For Source Independent Load(SIL) refer to the previous post... 



Source Independent Load(SIL) in ETL

The Source Independent Load Mapplet is the key component of the Source Independent layer of the Oracle BI Applications. It represents fundamental business concepts such as sales orders, purchase orders, products, customers, suppliers etc. from various operational systems like Oracle EBS, PeopleSoft, Oracle’s Siebel CRM , and SAP R/3, which often vary widely in the ways each represent or define these concepts - creating challenges for an analytic solution that must integrate data from many operational sources. The Source Independent Mapplet provides a core consistency through a consolidation layer that “normalizes” these differences into a single common definition of each fundamental business concept across the entire value chain. The transformations packaged inside the Source Independent Mapplet consolidate the data from multiple source systems by enforcing commonalities and by preparing the data for source independent loading into the enterprise data warehouse.

The transformations performed by the SIL (Source Independent Load) Mapplet include:
• Lookup descriptions for data elements which are normally present as codes in the operational sources. The SIL Mapplet provides the flexibility to bypass the lookup for descriptions when they are provided in the input. To truly integrate data from multiple sources, the domain values for data elements should be standardized, and source supplied values need to be transformed to the corresponding values from the standardized set. The SIL Mapplet supports this functionality.
• The Business Analytics Data Warehouse maintains relationships between fact tables and dimension tables using surrogate keys for better query performance. The SIL Mapplet generates the surrogate keys used for maintaining dimension tables.
• The SIL Mapplet supports Type I and Type II slowly changing dimensions. The SIL Mapplet of a dimension provides a Type II flag, which can be configured to indicate a INTERNAL USE ONLY Oracle Confidential 36 Type II change depending on the data  elements for which history tracking is required. The SIL Mapplet handles the creation of a new  record in the dimension table for each Type II change and all the records are effectively dated to facilitate dimension key lookups.
• The SIL Mapplet has a dimension key lookup transformation for resolving the relationships between fact tables and dimension tables. Since the Business Analytics Data Warehouse has Type II support for slowly changing dimensions, the SIL Mapplet performs the lookup using the transaction date to preserve history.
• Currency conversions are performed by exchange rate lookups depending on the transaction date. SIL Mapplets provide complete flexibility and bypass the currency conversion logic when the amounts in all three global currency denominations are provided as input.
• The SIL Mapplet has transformations to figure out the update strategy for an input record, whether it needs to be inserted in the data warehouse, or whether it needs to be updated or handled as a Type II slowly changing dimension. For the latter case it is inserted and a corresponding record in the data warehouse is updated.
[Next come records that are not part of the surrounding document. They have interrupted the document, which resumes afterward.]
PR #1841, opened 2017-11-30
Send begin in real-time executor when in a coordinated transaction

marcocitus:
After this PR we send BEGIN and assign transaction IDs in the real-time executor if we are in a transaction block and did not yet send BEGIN on the connections.

This is necessary for #1829 to work, since it relies on the distributed transaction ID being known to the `read_intermediate_results` function when it is called from a SELECT on the worker. In addition, it avoids committing writes prematurely in case any of the functions called by the SELECT make changes to the database. Finally, it will also be necessary for repeatable read.

We skip data fetches when in a transaction block, because they are problematic inside a distributed transaction. For instance, many tasks might try to fetch the same reference table shard, and take the same advisory lock. As a result, the deadlock detector sees a distributed transaction that's blocked waiting for itself and kills it. This would be a problem when using the real-time executor in transactions independently of whether we send a BEGIN or not. Since we are planning to remove the data fetch code and it's not normally used, this seemed like an acceptable trade-off.


velioglu:
🚢

PR #1843, opened 2017-11-30
Test that COPY blocks UPDATE/DELETE/INSERT...SELECT when rep factor 2.

pykello:
In #1830 we made sure that COPY doesn't block UPDATE/DELETE/INSERT...SELECT when replication factor is 1, but we didn't have any tests to check that it blocks when replication factor is 2.


pykello:
@marcocitus can you please take a quick look at this? It just adds few tests to test your changes when replication factor is >1.

PR #1850, opened 2017-12-04
Sql monster tests

furkansahin:


src/test/regress/expected/multi_with.out
```diff
@@ -0,0 +1,870 @@
...
+)
+SELECT 
+  * 
+FROM
+  users_events
+ORDER BY
+  1, 2, 3, 4, 5, 6
+LIMIT
+  20;
+ERROR:  relation local_users is not distributed
```
marcocitus: Might be worth also having a test case in which `local_users` is queried in a CTE by itself, since that is supported.

src/test/regress/expected/multi_with.out
```diff
@@ -0,0 +1,870 @@
...
+      non_colocated_join
+    on (colocated_join.event_type = non_colocated_join.event_type)
+)
+SELECT
+  sum(uid), sum(event_type)
+FROM
+  users_events;
+  sum   |  sum   
+--------+--------
+ 972702 | 648967
```
marcocitus: go Citus!

marcocitus: if you find queries that error out, could you also add those to the regression tests?

furkansahin: Sure!

marcocitus:
@furkansahin  Could you rebase on the `ctes` branch?

furkansahin:
could not resolve some problems related to a previous rebase. deleting this pr and opening a new one after rebasing on the `ctes`

PR #2496, opened 2018-11-27
Only allow transmit from pgsql_job_cache directory

marcocitus:


src/backend/distributed/worker/worker_partition_protocol.c
```diff
@@ -643,7 +643,7 @@ CacheDirectoryElement(const char *filename)
 	appendStringInfo(directoryPath, "base/%s/", PG_JOB_CACHE_DIR);
 
 	directoryPathFound = strstr(filename, directoryPath->data);
-	if (directoryPathFound != NULL)
+	if (directoryPathFound == filename)
```
marcocitus: this confirms that the `base/pgsql_job_cache/` appears at the start of the string, rather than anywhere in the string

mtuncer:
we could do all those nasty things with pg_read_file. like
```sql
select pg_read_file('/etc/passwd');
```

src/backend/distributed/worker/worker_partition_protocol.c
mtuncer: I would have liked it better if this comment in the code

Issue #1862, opened 2017-12-07
TPC-H query support


marcocitus:
When creating 'lineitem' and 'orders' as distributed tables and the remaining tables as reference tables, the following queries are unsupported:

- Q13 reference table in outer part of outer join
- Q15 non-co-located join across subqueries
- Q17 correlated subquery
- Q18 reference table in FROM when there's a subquery in WHERE
- Q20 reference table in FROM when there's a subquery in WHERE
- Q21 reference table in FROM when there's a subquery in WHERE
- Q22 non-co-located join across subqueries

On the `sql_monster` branch, this changes to:
- Q13 outer join with re-partitioning
- Q17 correlated subquery
- Q18 reference table in FROM when there's a subquery in WHERE
- Q20 reference table in FROM when there's a subquery in WHERE
- Q21 reference table in FROM when there's a subquery in WHERE
- Q22 reference table in FROM when there's a subquery in WHERE

The "reference table in FROM" error is partly due to an overly aggressive for check in `DeferErrorIfUnsupportedSublinkAndReferenceTable`. Fixing that check reduces the unsupported queries on `sql_monster` to:

- Q13 outer join with re-partitioning
- Q17 correlated subquery
- Q20 reference table in FROM when there's a subquery in WHERE
- Q22 reference table in FROM when there's a subquery in WHERE

The remaining queries require improvements to the join order planner (e.g. use join restriction information) and recursive planning.

Q13: 
Join order planner should recognise that `<reference table> LEFT JOIN <distributed table>` requires re-partitioning both tables by the join column.

Alternatively, recursive planning could recursively plan a query of the form `(SELECT .. FROM <reference table> INNER JOIN <distributed table> ..)` and then perform `<reference table> LEFT JOIN <intermediate result>`.

Q17: 
Join order planner should recognise that `lineitem` (a distributed table) and `part` (a reference table) both need to be re-partitioned by `partkey` (semi-join clause) in order to handle the correlated subquery.

Q20: 
Recursive planning should recognise the subquery in the WHERE clause on `part` should be recursively planned because of the additional, correlated subquery in the WHERE clause on `lineitem`

Join order planner should recognise that `lineitem` (a distributed table) and `part`  (a reference table) and `partsupp` (a reference table) all need to be re-partitioned by `partkey` (semi-join clause) in order to handle the join in the correlated subquery.

Q22: 
[...]

PR #2504, opened 2018-11-28
Expand recursive planning for distributed tables and recurring outer/semi joins

onderkalaci:
This PR is a prototype, and requires several improvements before merging. 

It enables good chunk of complex SQL queries that used be not supported. The improvements are mostly around subquery/cte joins with tables and outer joins with recurring tuples (e.g., reference table or intermediate results).

Though I started with a single improvement in my mind, I ended up implementing the second one as well to complement the first one which is by itself a useful feature.

- Expand recursive planning for tables
- Expand recursive planning for recursively planning inner parts of recurring tuple joins

The PR itself may not be performant for many cases where all the distributed table (or even some of the columns) needs to pulled to the coordinator** and pushed back. However, this can be considered a step towards future improvements. This PR, in combination with #2481 and an enhanced version of the implementation in #2305 could enable `Repartition via Coordinator`. Coupled with Citus MX, we might become closer to replace the existing repartitioning support. Though, we should find a way to execute `push` part of `pull & push` in parallel to compete with the current repartitioning implementation. Can we implement `Parallel COPY` in Postgres and use it?

 The coverage of this PR is tightly coupled with #2481, which enables (recurring tuple OUTER JOIN recurring tuple). And, this PR could yield lots of those joins.

 Basic algorithm to implement the changes:

 - Expand recursive planning for tables 

    - Simply convert "table" into `(SELECT required_columns FROM table)`
    - required_columns: The columns that the query refers
    - push all the filters that exists on the table in to the subquery, so actually: `(SELECT required_columns FROM table WHERE filters)`
    - Postgres pushes as much filters as possible, and we use those information to generate the wrapper subquery
    - Finally, call `RecursivelyPlanSubquery()` on the newly created subquery
    - Do this for failed non-colocated joins and failed recurrig tuple checks due to the table

 - Expand recursive planning for recursively planning inner parts of recurring tuple joins
    - During recursive planning, call `DeferredErrorIfUnsupportedRecurringTuplesJoin()`. If the function returns error, we know that there is no other way of executing this query.
    - Thus, get the inner part of the join that led to the error
    - If it is a relation, follow the above algorithm. If it is a subquery, we already know what to do via `RecursivelyPlanSubquery()`.

TODOs:
- [ ] Fix 9.6 regression tests
- [ ] Add more specific tests
- [ ] Probably merge it via two different PRs
- [ ] Improve the algorithm for calculating required_columns. For example, if a column appears only as a filter, we shouldn't pull it, but we do it now.
- [ ] Even though we don't need a column at all, we're currently adding it to the target list like `NULL::int as user_id`. Instead, we could only add the required columns and travers the remaining of query tree to update the references to those columns.
- [ ] We currently ignore FULL OUTER JOINS, which should be simple to add
- [ ] There are two regressions in the tests. Make sure that those are fixed with #2481
- [ ] Improve logging. We currently do not mention about recursive relation planning, which should be mentioned. Otherwirse, it'd be pretty confusing for the users.
- [ ] Restriction eq. codes rely on RTE to be `RTE_SUBQUERY`. However, we've now enough references to `RTE_RELATION`, so make those functions operate on `RTE_RELATION` as well
- [ ] Test with edge cases such as dropped columns, prepared statements, insert..select via coordinator etc.
- [ ] Consider LATERAL or any other correlated query cases some more

Any feedback is welcome!

** luckily we already have 1GB max limit of intermediate results

### DIFF
--- a/src/backend/distributed/planner/distributed_planner.c
+++ b/src/backend/distributed/planner/distributed_planner.c
@@ -61,7 +61,8 @@ static DistributedPlan * CreateDistributedPlan(uint64 planId, Query *originalQue
 											   Query *query, ParamListInfo boundParams,
 											   bool hasUnresolvedParams,
 											   PlannerRestrictionContext *
-											   plannerRestrictionContext);
+											   plannerRestrictionContext,
+											   List *previousSubPlanList);
 static DeferredErrorMessage * DeferErrorIfPartitionTableNotSingleReplicated(Oid
 																			relationId);
 static Node * ResolveExternalParams(Node *inputNode, ParamListInfo boundParams);
@@ -497,7 +498,8 @@ CreateDistributedPlannedStmt(uint64 planId, PlannedStmt *localPlan, Query *origi
 
 	distributedPlan =
 		CreateDistributedPlan(planId, originalQuery, query, boundParams,
-							  hasUnresolvedParams, plannerRestrictionContext);
+							  hasUnresolvedParams, plannerRestrictionContext,
+							  NIL);
 
 	/*
 	 * If no plan was generated, prepare a generic error to be emitted.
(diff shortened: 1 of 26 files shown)


marcocitus:
In terms of [TPC-H](https://github.com/citusdata/citus/issues/1862), this PR adds support for Q13 and Q22.

marcocitus:
> So, as far as I remember, Q21 is definitely not solved by de-correlation, but Q20 is still a candidate because the correlations are eq. operators.

Q21 is already supported if only lineitem and orders are distributed.

saimicrosoft:
@onderkalaci  +1. Customer ran into this in a technical session today. Overall SQL coverage has improved tremendously but still this error comes up often.

onderkalaci:
Some of the codes/tests here are already merged to main branch via: https://github.com/citusdata/citus/pull/4358

The rest is mostly going to be overridden via (or a follow up): https://github.com/citusdata/citus/pull/6219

The SIL Mappings provide several key benefits:
• Data integration from every operational source uses the SIL Mapplet to load data into the Business Analytics Data Warehouse, enforcing consistency.
• Most of the transformations required to load the Business Analytics Data Warehouse are encapsulated in the SIL Mapplet, which is reused for building data integration components from every source. This results in significant savings of time and effort required to build the data integration components, and reduces overall risk.
• The SIL Mapplet provides a lot of flexibility in the transformations that it encapsulates. The behavior can be controlled by configuring the inputs according to need. The SIL’s ability to resolve integration issues and move data across different platforms makes it an invaluable resource for any data warehouse administrator.